Since this invention reduces the over-etching duration, improvement
of the throughput can be expected. Since changes in the passage of
the etching time can be monitored, an etching device abnormality
can be detected at an early stage, enabling prevention of a large
number of etching faults.
[0028] This invention enables determination of a correct sense
voltage value for the target output value of a photo-multiplier by
using a sense voltage value for a target output voltage value of a
photo-multiplier through a relational expression. Therefore, even
for a semiconductor wafer having a small opening rate, the etching
signals used for stable detection of etching end points of
semiconductor wafers can be controlled to a specified value
repeatedly without any irregularity between wafers.
[0029] By using the end point judging system of this invention,
judgment can be prepared in a short time and small plasma emission
intensity changes can be detected. Therefore, this system can be
applied to end point judgment of insulation film etching of a small
etched area.
BRIEF DESCRIPTION OF THE DRAWINGS
[0030] FIG. 1 is a block diagram of an etching end point judging
device that represents an example of this invention.
[0031] FIG. 2 is a flow diagram showing an example of the
processing procedure employed in the device shown in FIG. 1.
[0032] FIG. 3 is a flowchart of the offset control and gain
correction in the processing procedure shown in FIG. 2.
[0033] FIG. 4 is a graph which shows an example of an emission
fluctuation measurement result when offset control and gain control
are not performed.
[0034] FIG. 5 is a graph which shows an example of an emission
fluctuation measurement result when offset control and gain control
according to this invention are performed.
[0035] FIG. 6 is a graph which shows multiplication rate
characteristics of a photo-multiplier.
[0036] FIG. 7 is a flowchart of sense voltage and gain correction
processing.
[0037] FIG. 8 is another flowchart of sense voltage and gain
correction processing.
[0038] FIG. 9 is a diagram which shows the calculation flow of
smoothed differential coefficient time series data Di according to
this invention.
[0039] FIG. 10 is a graph which shows the original waveform and
processed waveform when the digital filter method of the device
shown in FIG. 1 is not used.
[0040] FIG. 11 is a graph which shows the original waveform and
processed waveform of the device shown in FIG. 1.
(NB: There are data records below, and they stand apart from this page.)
PR #213, opened 2023-03-08
chore: config for deploying to aws

lucasmarshall:
Init doesn't work, but this is a start, just wanted to get eyes on it


docker-compose.yml
```diff
@@ -5,7 +5,6 @@ services:
       - '5432:5432'
     volumes:
       - pgdata:/var/lib/postgresql/data
-      - ./docker/postgres/docker-entrypoint-initdb.d:/docker-entrypoint-initdb.d
```
lucasmarshall, line 8: Unused

albertyfwu (dismissed):

lucasmarshall:
> I think we can keep this on a branch for a week or two until we need to try ECS to keep our docker compose files simpler on main, thoughts?

Concerned about merge conflicts if we do that

README.md
```diff
@@ -55,6 +64,82 @@ Continue on to the docs to go through our [quickstart](https://docs.supaglue.com
 
 We are currently in Public Alpha. Watch "releases" of this repo to be notified of significant updates (as minor semver releases).
 
+## Self hosting
```
tomkit, line 67: Maybe move this to DEVELOPMENT.md

lucasmarshall: It isn't development related. This is deployment.

tomkit: Can we move it into the docs then? I think it's too much real estate for this on our main readme.md

PR #221, opened 2023-03-08
feat: send webhook upon successful / errored connection

asdfryan:


apps/api/services/connection_writer_service.ts
```diff
@@ -58,23 +66,40 @@ export class ConnectionWriterService {
...
+        connection.id,
+        integration.config.sync.periodMs ?? FIFTEEN_MINUTES_MS
+      );
+      return fromConnectionModel(connection);
+    } catch (e) {
+      errored = true;
+      throw e;
+    } finally {
+      if (application.config.webhook) {
+        await sendWebhookPayload(
```
tomkit, line 97: Should we just do fire-and-forget now for these notification webhooks? We can look into queueing and making them lossless down the road (maybe take a look at svix at that point too)?

asdfryan: Are you suggesting we don't await?

albertyfwu: until we do queueing, not awaiting might be better, since it doesn't return an error for the actual main purpose of this function, which is to create a connection. indeed, even if the webhook fails to send here, the connection has been created successfully in the DB.

don't have a strong opinion though.

packages/core/services/application_service.ts
```diff
@@ -0,0 +1,54 @@
...
+    if (!application) {
+      throw new NotFoundError(`Can't find application with id: ${id}`);
+    }
+    return fromApplicationModel(application);
+  }
+
+  // TODO: paginate
+  public async list(): Promise<Application[]> {
+    const applications = await this.#prisma.application.findMany();
+    return applications.map((application) => fromApplicationModel(application));
```
albertyfwu, line 26: nit: can just do `return applications.map(fromApplicationModel)`

packages/core/services/application_service.ts
```diff
@@ -0,0 +1,54 @@
...
+    const updatedApplication = await this.#prisma.application.update({
+      where: { id },
+      data: {
+        ...application,
+      },
+    });
+    return fromApplicationModel(updatedApplication);
+  }
+
+  public async delete(id: string): Promise<Application> {
```
albertyfwu, line 48: is it necessary to return the object on delete?

albertyfwu (approved):

packages/core/services/application_service.ts
asdfryan: No, but that is the convention in our services thus far.

apps/api/services/connection_writer_service.ts
asdfryan: I made `sendWebhookPayload` best effort (and refactored logger)

albertyfwu (approved):
can you leave TODO for casting pino logger?

albertyfwu (approved):

PR #591, opened 2014-06-19
Adding 101domain to list of supporting Domain Registrars

tresni:
I use them for one domain so figured I should find out.  The software clients for VIP Access work (even though everything says "Security Card.")


jdavis:
Cool, this looks good to me, :+1:. I'll give it a bit of time to let others see it.

mxxcon:
It looks like they are using Symantec VIP system, so maybe match its features?

jdavis:
What do you mean, @mxxcon? VIP has hardware and software and both are added for 101domain.

mxxcon:
my fault. for some reason i remembered they also do sms and phone. sorry. :)

jdavis:
Ah, I gotcha. I actually had to double check VIP as well. I was a little unsure on the software side based on 101's docs.

PR #592, opened 2014-06-19
Adding Fabulous.com to list of TFA supporting Domain Registrars

tresni:
Found these guys in a lost of registrars supporting Two Factor Auth, can't really confirm myself as my domain portfolio doesn't meet their requirements, but all the documentation points to supporting a hardware 2FA device (Security Key.)


jdavis:
This looks good to me as well, :+1:

mxxcon:
Sounds like they use something similar to Yubikey https://secure.fabulous.com/informationcenter/index.htm?formdata[qid]=1194
Also maybe this link is better for doc? https://secure.fabulous.com/informationcenter/index.htm?formdata[qid]=1325

jdavis:
I think your previous link is better: http://fabulous.com/informationcenter/index.htm?formdata[qid]=1194

The second link assumes the person already has it while this link actually says how to get one and has the link you suggest for documentation at the bottom.

jdavis:
Cool, looks good to me :+1:. If someone else sees this (like @mxxcon and @ilyakatz), we can merge.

[0041] FIG. 12 is a graph which shows the original waveform and
processed waveform when noise occurs according to the processing
procedure shown in FIG. 9.
[0042] FIG. 13 is a graph which shows the processing procedure in
the second implementation example of the calculation flow of
smoothed differential coefficient time series data Di according to
this invention.
[0043] FIG. 14 is a waveform diagram which shows the original
waveform and processing waveform of the implementation example
shown in FIG. 13.
[0044] FIG. 15 is a flow diagram of a second example of the
processing procedure used in the device shown in FIG. 1.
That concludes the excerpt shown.